Records for the exercise section start

PR #2884, opened 2023-09-17
Tighten MissingOutputs file type

benclifford:
Outputs must be Files - although early on in Parsl, it was possible to specify them as string pathnames. This now-removed string-or-File dual annotation is probably a holdover from that.

## Type of change

- Code maintentance/cleanup

### DIFF
--- a/parsl/app/errors.py
+++ b/parsl/app/errors.py
@@ -64,10 +64,9 @@ class MissingOutputs(ParslError):
 
     Contains:
     reason(string)
-    outputs(List of strings/files..)
+    outputs(List of files)
     """
-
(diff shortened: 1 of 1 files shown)


parsl/app/errors.py
```diff
@@ -64,10 +64,9 @@ class MissingOutputs(ParslError):
 
     Contains:
     reason(string)
-    outputs(List of strings/files..)
+    outputs(List of files)
```
khk-globus, line 67: I suppose the typing will make it plain, but might consider `Files` or `List of File objects`

khk-globus (approved):

PR #2885, opened 2023-09-18
Move scale_{in,out} from ParslExecutor to BlockProviderExecutor

benclifford:
Scale in/out behaviour is only for BlockProviderExecutors. Other fairly recent PRs have been consolidating that behaviour, and this PR is another one in that direction.

The non-BlockProviderExecutors (threads and flux) had meaningless stub methods to make ABCMeta allow them to be instantiated. This PR removes those stubs.

## Type of change

- Code maintentance/cleanup


khk-globus (approved):
That's a good call; I wonder if there's any appetite for more hierarchy.  I don't have a sense of it at this time ...

PR #2886, opened 2023-09-18
Remove execute_wait stdout, stderr optionality

benclifford:
No in-codebase channels return None for stdout or stderr, and some cluster providers (at least pbspro and slurm) do not handle the case when stdout is None, instead assuming it will be a str.

This PR makes those assumptions concrete.

This PR will introduce API breakage for any externally implemented channels which return None here, although in practice because of the above, it's likely that use of those channels woudl already be broken.

However, I am not aware of any externally implemented channels.

## Type of change

- Code maintentance/cleanup


khk-globus (approved):
Huh; definitely seems an odd choice for an initial implementation.  Thanks for this.

PR #2887, opened 2023-09-18
Remove three dead assignments from local channel

benclifford:
These initial values will never be used and in the stdout/err case, can give the impression that stdout, stderr might be returned as None. There is no code path which uses these initial assignments as the function will raise an exception in the case that they are not all re-assigned later on.

## Type of change

- Code maintentance/cleanup


khk-globus (approved):
Oof.  Obvious cleanup.  Thanks!

PR #2894, opened 2023-09-21
TaskVineExecutor: Improve serverless

tphung3:
# Description

This PR brings changes that addresses concerns in PR #2849. 
- Added and edited comments and debug messages so they are accurate or more meaningful.
- Fixed the issue where function and arguments are serialized twice. Now they are serialized once.
- Added stronger type hints and checking in several places.
- Added a default function execution mode option in the Executor interface to support for applications that want to exclusively run functions in either mode. Users can still override this global option by specifying the execution mode at the function level via `parsl_resource_specification`.
- Use `multiprocessing.Event` to signal the stopping condition instead of `Value`.
- Other minor fixes.

Fixes # (issue)

## Type of change

## Further comments
This PR works with the newest commit from CCTools, and each worker only runs one function at a time. More improvements are coming.


tphung3:
This PR depends on CCTools latest commit so let's make it a draft PR for now.

parsl/executors/taskvine/exec_parsl_function.py
```diff
@@ -115,26 +113,23 @@ def encode_byte_code_function(user_namespace, fn, fn_name, args_name, kwargs_nam
...
+    args_dict = unpack_object_from_file(argument_file)
     fn_args = args_dict['args']
     fn_kwargs = args_dict['kwargs']
     fn_name = 'parsl_tmp_func_name'
 
-    mapping = load_pickled_file(map_file)
+    mapping = unpack_object_from_file(map_file)
     remap_all_files(mapping, fn_args, fn_kwargs)
 
+    # Create the namespace to isolate the function execution.
```
benclifford, line 129: this block isn't creating a new namespace, I think? it's using and updating the local variables namespace of the current function invocation (if I correctly understand what `locals()` returns).

This is something htex and the workqueue executor do as well, and I wonder if they should all actually be starting with an empty dictionary, `{}`, instead of `locals()`.

benclifford (approved):

benclifford:
On my laptop, I get around 100 tasks per second with serverless mode turned on, with the below config. 

This compares against (variable) 300 tasks/second using parsl/tests/configs/workqueue_ex.py.

I haven't investigated any further into what is actually going on to see where time is being spent.

```
from parsl.executors.taskvine import TaskVineExecutor
from parsl.executors.taskvine import TaskVineManagerConfig

from parsl.data_provider.http import HTTPInTaskStaging
from parsl.data_provider.ftp import FTPInTaskStaging
from parsl.data_provider.file_noop import NoOpFileStaging

def fresh_config():
    return Config(executors=[TaskVineExecutor(manager_config=TaskVineManagerConfig(port=9000, shared_fs=True),
                                              worker_launch_method='factory',
                                              function_exec_mode='serverless',
                                              storage_access=[FTPInTaskStaging(), HTTPInTaskStaging(), NoOpFileStaging()])])
```

benclifford:
I think the relevant latest cctools is released now, so this can be merged, right? @tphung3

tphung3:
Yes, I can add minor fixes in later in a separate PR. @benclifford

PR #3359, opened 2024-04-17
Demo of hacking in custom registration behaviour into interchange registrations

benclifford:
# Description

This is a demo for @cms21 of hacking in custom registration behaviour when a manager registers to an interchange.

(Longer term, I'd like this sort of thing to be possible through configurable monitoring radios, something like PR #3315, allowing people to plug in whatever behaviour they want, throughout parsl, when "interesting things happen")

# Changed Behaviour

you should see a file benc.demo appear in the working directory of the interchange, with a new line appended every time a manager registers

## Type of change

- demo

### DIFF
--- a/parsl/executors/high_throughput/interchange.py
+++ b/parsl/executors/high_throughput/interchange.py
@@ -451,6 +451,8 @@ class Interchange:
                 logger.info("Registration info for manager {!r}: {}".format(manager_id, msg))
                 self._send_monitoring_info(hub_channel, m)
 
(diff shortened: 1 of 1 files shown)


benclifford:
no need for this to remain open

cms21:
Thanks for this @benclifford.  Could you keep this branch around for a little bit?

benclifford:
@cms21 yeah no problem - I just closed it to get it off the open PRs list

PR #3362, opened 2024-04-18
Remove nested exception from BadStdStreamFile exception

benclifford:
Prior to this PR, this exception class had a mandatory nested exception attibute.

This PR removes that exception, because Python already has some nesting mechanisms for exceptions which would serve well enough here: https://docs.python.org/3/tutorial/errors.html#exception-chaining

This change allows exceptions to be optionally chained like any other Python exception; or not chained at all, simplifying one use of BadStdStreamFile where a contrived TypeError was constructed to fill the slot.

# Changed Behaviour

Any user code catching BadStdStreamFile exceptions and extracting the chained exception will have to be adapted to live without that chained exception.

## Type of change

- Code maintenance/cleanup

### DIFF
--- a/parsl/app/bash.py
+++ b/parsl/app/bash.py
@@ -60,7 +60,7 @@ def remote_side_bash_executor(func, *args, **kwargs):
                 os.makedirs(os.path.dirname(fname), exist_ok=True)
             fd = open(fname, mode)
         except Exception as e:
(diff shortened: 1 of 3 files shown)


khk-globus (approved):
Oh jeez; this is a "Duh!"

PR #3363, opened 2024-04-18
Fix broken stdstream handling for bytes and arbitrary os.PathLike objects; test harder.

benclifford:
# Description

Prior to this PR, an arbitrary os.PathLike was rendered to monitoring using that PathLike's str method. What should be appearing in the monitoring database should be a string representation of the path. This is an issue in (rare in practice?) cases where `__str__` and `__fspath__` return different things. This PR changes rendering to use `fspath` rather than `str`.

os.PathLike objects can also render as `bytes`, not `str`. This PR decodes those bytes using `.decode()`.

This PR adds tests for various valid data types going from app stdout/err parameters to the corresponding column in the monitoring database, including test cases that drove the above fixes.

# Changed Behaviour

This will change how some stdout/stderr paths are rendered to the monitoring database, hopefully for the better.

## Type of change

- Bug fix

### DIFF
--- a/parsl/tests/test_monitoring/test_stdouterr.py
+++ b/parsl/tests/test_monitoring/test_stdouterr.py
@@ -4,7 +4,10 @@
 import os
 import parsl
 import pytest
+import re
 import time
+
+from typing import Union
 
 from parsl.tests.configs.htex_local_alternate import fresh_config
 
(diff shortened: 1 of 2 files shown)


khk-globus (approved):
Nicely done with the test!

PR #3380, opened 2024-04-20
Decrease strategy poll period in stdout/err vs monitoring test

benclifford:
This removes 16 x 5s = 80 seconds of realtime during test execution.

## Type of change

- Code maintenance/cleanup


khk-globus (approved):
Did I miscount?  I trust the 80 seconds removed per (I'm guessing) empirical evidence, but aren't there 10 x 2 parameterized tests, not 8 x 2?

Doesn't matter one iota; thanks for this.

PR #3385, opened 2024-04-22
Shutdown multiprocessing queues at monitoring shutdown

benclifford:
This frees up some threads and file descriptors.

## Type of change

- Code maintenance/cleanup


khk-globus (approved):
"Ouch!" that we've missed this for so long.  Good find.

PR #3387, opened 2024-04-23
Reduce test sleep()

khk-globus:
# Description

The checkpoint is the threshold of interest, so rather than waiting for an inordinate amount of time, dynamically ascertain what the checkpoint wait time is.  Add 1 second to that value for good measure.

Records for the exercise section end

* [What is expected] The reply should be nothing but the number of lines in the entries that include "possible".

* [Expected output] 2